# Show that $-y + \delta B_X \subseteq \overline{T(B_X)}.$

The following theorem and proof are taken from 'An Introductory Course in Functional Analysis' by Bowers and Kalton, page $74.$

Theorem 4.29: (Open Mapping Theorem) Suppose $X$ and $Y$ are Banach spaces. If $T:X \rightarrow Y$ is a bounded surjective operator, then $T$ is an open map.

Proof:Observe that $Y = T(X) = \cup_{n=1}^{\infty}\overline{T(B_X)}.$ Therefore, by theorem $4.7,$ then set $\overline{T(B_X)}$ has non-empty interior. Consequently, there exists an element $y \in Y$ and a number $\delta>0$ such that $$y + \delta B_Y \subseteq \overline{T(B_X)}.$$ A simple calculation reveals that $-y + \delta B_X \subseteq \overline{T(B_X).}$

Question: How to obtain $-y + \delta B_X \subseteq \overline{T(B_X)}$?

I do now know how simple is the calculation. But it seems that I couldn't get it.

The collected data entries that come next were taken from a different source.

PR #340, opened 2022-07-25
Change accessibility identifier prefix to `media`

gersonnoboa:
Because the CallButton class is used in both audio and video, then it
makes more sense to have the accessibility identifier's prefix to be
`media` rather than `audio`.

MOB-1400


dukhovnyi (approved):

EgorovEI (approved):

gersonnoboa:
!merge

Any hint would be appreciated.

Let $a \in -y + \delta B_Y$, then $a=-y+ \delta z$ for some $z \in B_Y$.
Hence $-a=y+\delta(-z) \in y + \delta B_Y$. Thus $-a \in \overline{T(B_X)}$.
Thus there is a sequence $(x_n)$ in $T(B_X)$ with $x_n \to -a$. Therefore $-x_n \to a$.
Since $-x_n \in T(B_X)$, we get $a \in \overline{T(B_X)}$.